Never mind that Gen. Powell made the case on behalf of the Bush Administration before Congress and the United Nations for going to war in Iraq. Never mind that Obama made his political career out of opposing the war. They may differ on key issues, but they share the same skin color.

From Buchanan's column:
Yet, in hailing Barack as a "transformational figure" whose election would "electrify our country . . . (and) the world," Powell seems to testify to the centrality of Barack's ethnicity to his decision.

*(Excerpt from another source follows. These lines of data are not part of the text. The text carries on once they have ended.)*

PR #3554, opened 2026-06-23
feat(install-dynamic-plugins): add enabled field in DP config

hopehadfield:
## Description
Duplicate of https://github.com/redhat-developer/rhdh/pull/4937, which was dropped during migration.

Adds the enabled field with backwards compatibility

See https://github.com/redhat-developer/rhdh-plugin-export-overlays/pull/2577 for relevant change in DPDY generation

## Which issue(s) does this PR fix
Fixes [RHIDP-11988D](https://redhat.atlassian.net/browse/RHIDP-11988)

### DIFF
--- a/workspaces/install-dynamic-plugins/packages/install-dynamic-plugins/src/merger.ts
+++ b/workspaces/install-dynamic-plugins/packages/install-dynamic-plugins/src/merger.ts
@@ -298,12 +298,14 @@ function copyPluginFields(
     if (skipSet.has(k) || isForbiddenKey(k)) continue;
     safeSet(dst, k, v);
   }
-  // When the override introduces one activation field, clear the opposite
-  // so the merged record never carries both (which would trigger a spurious
-  // "specifies both 'enabled' and 'disabled'" warning in isPluginDisabled).
-  if ('enabled' in src && 'disabled' in dst)
+  // When the override introduces a valid boolean activation field, clear the
+  // opposite so the merged record never carries both (which would trigger a
+  // spurious "specifies both" warning in isPluginDisabled).  Only act on
+  // actual booleans — a non-boolean value is treated as "unset" by
+  // isPluginDisabled and should not displace a valid value on dst.
+  if (typeof src.enabled === 'boolean' && 'disabled' in dst)
     delete (dst as Record<string, unknown>).disabled;
-  if ('disabled' in src && 'enabled' in dst)
+  if (typeof src.disabled === 'boolean' && 'enabled' in dst)
     delete (dst as Record<string, unknown>).enabled;
 }
 
--- a/workspaces/install-dynamic-plugins/packages/install-dynamic-plugins/src/merger.ts
+++ b/workspaces/install-dynamic-plugins/packages/install-dynamic-plugins/src/merger.ts
@@ -423,7 +423,7 @@ function processOciEntry(
 ): void {
   const pkg = plugin.package;
   if (typeof pkg !== 'string' || !pkg.startsWith(OCI_PROTO)) return;
-  const disabled = isPluginDisabled(plugin, log);
+  const disabled = isPluginDisabled(plugin);
   const parsed = tryParseOciRegistryAndPath(pkg);
   if (!parsed) {
     logInvalidOciFormat(pkg, sourceFile, disabled);
--- a/workspaces/install-dynamic-plugins/packages/install-dynamic-plugins/src/merger.ts
+++ b/workspaces/install-dynamic-plugins/packages/install-dynamic-plugins/src/merger.ts
@@ -298,6 +298,13 @@ function copyPluginFields(
     if (skipSet.has(k) || isForbiddenKey(k)) continue;
     safeSet(dst, k, v);
   }
+  // When the override introduces one activation field, clear the opposite
+  // so the merged record never carries both (which would trigger a spurious
+  // "specifies both 'enabled' and 'disabled'" warning in isPluginDisabled).
+  if ('enabled' in src && 'disabled' in dst)
+    delete (dst as Record<string, unknown>).disabled;
+  if ('disabled' in src && 'enabled' in dst)
+    delete (dst as Record<string, unknown>).enabled;
 }
 
 function isEqual(a: unknown, b: unknown): boolean {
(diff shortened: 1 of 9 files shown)


workspaces/install-dynamic-plugins/packages/install-dynamic-plugins/src/types.ts
```diff
@@ -112,3 +122,52 @@ export function effectivePullPolicy(plugin: {
...
+ *  4. When neither is set         → default to `false` (not disabled).
+ *
+ * Non-boolean values (e.g. `enabled: 'false'` from unquoted YAML) are
+ * treated as unset and a warning is emitted, preventing JS truthiness
+ * from silently flipping activation state.
+ *
+ * The `warn` callback receives the warning message string.  Pass `log` or
+ * leave it out for silent resolution (unit tests, hashing).
+ */
+export function isPluginDisabled(
```
gustavolira, line 143: This helper both resolves the state and emits warnings, and it gets called at every stage of the pipeline: `preMergeOciDisabledState` -> `processOciEntry`, then `categorize`, then `installNpmPlugin`/`installOciPlugin`. For a plugin that resolves to enabled (so it isn't skipped early), the same "both fields"/"non-boolean" warning fires in `categorize` and again in the installer, and for OCI a third time in the pre-merge pass. One mis-set field reads like two or three separate problems. Could we warn once during merge/validation and let the hot-path callers resolve silently?

workspaces/install-dynamic-plugins/packages/install-dynamic-plugins/src/types.ts
```diff
@@ -112,3 +122,52 @@ export function effectivePullPolicy(plugin: {
...
+  if (plugin.disabled !== undefined && !hasDisabled) {
+    warn?.(
+      `WARNING: Plugin ${plugin.package} has non-boolean 'disabled: ${String(plugin.disabled)}'. ` +
+        `Expected true or false; ignoring the field.`,
+    );
+  }
+
+  if (hasEnabled && hasDisabled) {
+    warn?.(
+      `WARNING: Plugin ${plugin.package} specifies both 'enabled' and 'disabled'. ` +
```
gustavolira, line 165: `copyPluginFields` in merger.ts copies every field on override without clearing the complement, so if an included file sets `disabled: true` and the main config overrides with `enabled: true`, the merged record ends up carrying both. Then this branch warns "specifies both 'enabled' and 'disabled'" even though the user set them in separate files, which is exactly the override this feature is meant to support. The new merger.test.ts case ("handles enabled overriding disabled from a lower level") confirms the stale `disabled` survives. Should the override clear the opposite field, or should this warning be scoped to a single source spec rather than the post-merge record?

workspaces/install-dynamic-plugins/packages/install-dynamic-plugins/src/merger.ts
```diff
@@ -551,7 +552,7 @@ export function filterDisabledOciPlugins(
         log(`\n======= Disabling OCI plugin ${pkg}`);
         continue;
       }
-      if (!parsed && plugin.disabled === true) {
+      if (!parsed && isPluginDisabled(plugin)) {
```
gustavolira, line 564: nit: `processOciEntry` calls `isPluginDisabled(plugin, log)` but here it's called without the callback. If that's deliberate to avoid duplicating the warning the pre-merge pass already logged, fair enough, but the asymmetry is invisible to the next reader. A one-line comment saying why this path stays silent would stop someone from "fixing" it back to a double warning.

workspaces/install-dynamic-plugins/packages/install-dynamic-plugins/src/types.ts
```diff
@@ -112,3 +122,52 @@ export function effectivePullPolicy(plugin: {
     ? PullPolicy.ALWAYS
     : PullPolicy.IF_NOT_PRESENT;
 }
+
+/**
+ * Resolve the effective disabled state from the `enabled` and `disabled`
+ * fields on a plugin spec.  Precedence rules (per RHIDP-11983):
```
gustavolira, line 128: nit: This cites RHIDP-11983, but the PR is fixing RHIDP-11988. One of them is a typo, worth confirming which ticket actually owns this so the breadcrumb points somewhere real.

workspaces/install-dynamic-plugins/packages/install-dynamic-plugins/src/types.ts
```diff
@@ -112,3 +122,52 @@ export function effectivePullPolicy(plugin: {
...
+  if (hasEnabled && hasDisabled) {
+    warn?.(
+      `WARNING: Plugin ${plugin.package} specifies both 'enabled' and 'disabled'. ` +
+        `The 'enabled' field takes precedence; please use only 'enabled'.`,
+    );
+    return !plugin.enabled;
+  }
+  if (hasEnabled) return !plugin.enabled;
+  if (hasDisabled) return plugin.disabled === true;
+  return false;
```
gustavolira, line 172: nit: When `enabled` is non-boolean (e.g. YAML `enabled: flase` parsing to the string "flase") and there's no `disabled`, this returns false, so a typo'd enable flag defaults to the plugin running. The warning above is what makes that acceptable, just flagging it so it's a deliberate choice and not a surprise.

workspaces/install-dynamic-plugins/packages/install-dynamic-plugins/src/types.ts
hopehadfield: The epic is linked here (RHIDP-11983) whereas RHIDP-11988 is the child issue.

workspaces/install-dynamic-plugins/packages/install-dynamic-plugins/src/types.ts
hopehadfield: Just updated so that the warning is only emitted once.

workspaces/install-dynamic-plugins/packages/install-dynamic-plugins/src/types.ts
hopehadfield: Updated so that the override clears the opposite field.

gustavolira:
/review
--pr_reviewer.inline_code_comments=true
-i
--pr_reviewer.require_score_review=true
--pr_reviewer.require_can_be_split_review=true
--pr_reviewer.num_code_suggestions="2"

gustavolira (approved):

For what else is there about this freshman senator, who has no significant legislative accomplishment, to transform our politics and to electrify the world, other than the fact that he would be the nation's first African-American president?

Powell's endorsement follows that of another African-American icon, Rep. John Lewis of Selma Bridge fame, who switched allegiance from Hillary to Barack while Clinton still had a chance to win.

When Lewis deserted her in February, he, too, claimed a Road to Damascus experience, to have seen a transformational figure: "Something's happening in America, something some of us did not see coming .... Barack Obama has tapped into something that is extraordinary .... It's a movement. It's a spiritual event."

Lewis' desertion, however, was not unrelated to a primary challenge in his Atlanta district and angry constituent demands to know why he was not backing the first black with a real chance at winning the White House.

Powell was under no such pressure. Hence, what he did, and why, are subjects of media and political speculation.